You need to be an IGDA member to get the white paper, so I haven't read it yet. But decent market research is definitely one of the few things that might make an IGDA membership interesting to me.

In-Stat/MDR has released an online gaming report. Some of the conclusions from their press release:

The high-tech market research finds that while online gaming won't take over the world, even a moderate number of gamers (such as 10% of the game consoles), playing for relatively short periods of time (5 hours a week), would consume more than 5% of all of the American Backbone Traffic by the end of 2003.


The biggest risk to any company that is even marginally affected by online gaming is to dismiss it out of hand or put plans on the backburner until they think it matures. There are a lot of companies that are working very hard to grow this industry quickly so, odds are, they will help to move things along, faster than some expect.


The combined data throughput for both paid and free online console gamers will top 285 Petabits a month by 2007. At the same time, the paid console subscriptions will bring in just under $650 Million. However, as it currently stands, none of that money will end up with the broadband providers that are handling these hundreds of Petabits of additional data.

You can read the abstract for free. The whole report costs $2,495.

Gotta catch 'em all

According to BoingBoing, the US Department of Defense has issued US soldiers decks of playing card-sized cards with the 55 most-wanted Iraqi leaders on them. However, their link to the DoD site doesn't work.

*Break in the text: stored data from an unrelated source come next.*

PR #2162, opened 2021-06-29
Fix button colour

chris-gds:
## What 

Fix to resolve buttons text colours on buttons
https://www.gov.uk/government/organisations/department-for-work-pensions/about/accessible-documents-policy

## Why

Button text colours are being overwritten due to the styles applying department branding, this is an WCAG fails as the colour contrast makes this text unreadable therefore impact low vision and blind users.

## Visuals

image

## Anything else

As part of an on-going Epic corporate information templates will be updated entirely so this will act as a temporally fix until this work is complete

### DIFF
--- a/app/assets/stylesheets/helpers/_organisation-links.scss
+++ b/app/assets/stylesheets/helpers/_organisation-links.scss
@@ -5,7 +5,7 @@
 @mixin organisation-links {
   @each $organisation in map-keys($govuk-colours-organisations) {
     .#{$organisation}-brand-colour {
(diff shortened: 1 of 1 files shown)


maxgds (approved):

maxgds:
Looks good to me, but I just realised you still have it in draft mode. Let me know if it wants merging.

chris-gds:
@maxgds Ace moved out of draft - just waiting for deployment to check.
https://government-f-fix-button-dfv89g.herokuapp.com/government/organisations/department-for-work-pensions/about/accessible-documents-policy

Various other sites use the same link and have the same problem, so it looks as if the news item has been removed.

Update: By now, you too may have received spam about actually buying "the World's Most Wanted Deck of Playing Cards", which is not a bad pun in a way. "Own A Piece of History! Destined To Become a Valuable Collector's Item!" Sheesh.

Dance and 3D technology

Kaydara announced that famous ballet troupe La La La Human Steps integrated their technology into Amelia, its latest ballet production.

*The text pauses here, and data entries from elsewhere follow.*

PR #2197, opened 2021-08-06
Fix tracking Travel Advice links twice

kevindew:
There is a bug where these navigation links are sending two GA events
per click. This is occurring because the contents-list component has an
undocumented [1] feature of tracking links which was presumably not
known about when this code was changed to use this component [2].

Several years ago, famous choreographer Merce Cunningham usedUnreal Pictures' Character Studio and LifeForms in some of his dance pieces.

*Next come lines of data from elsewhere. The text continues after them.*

PR #2199, opened 2021-08-10
Return response headers for Explore AB test

sihugh:
At present we're only returning Vary response headers when we get a B variant. We want to do this all the time or it's confusing for Fastly to know how to cache.

I've added a test that ensures (using the `with_variant` helper) that the header is being set correctly, and also checks for analytics set up.

It's trickier to assert things about the template because slimmer's testing is harder to figure out right now, but it'd be useful to add these at some point too. :-)


injms (approved):
Thank you!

It's interesting to read about this integration of dance and 3D technology from the point of view of the dance world.

Update: Leslie Bishko, computer animator, Certified Laban Movement Analyst, and associate professor of animation at the Emily Carr Institute of Art + Design, together with Jana Wilcoxen, held a tutorial at GDC this year called "Making Characters Move: Expressive Character Acting Through Laban Movement Analysis". So while other people are applying computer animation to dance, LMA, which came out of dance, is now being applied to computer animation.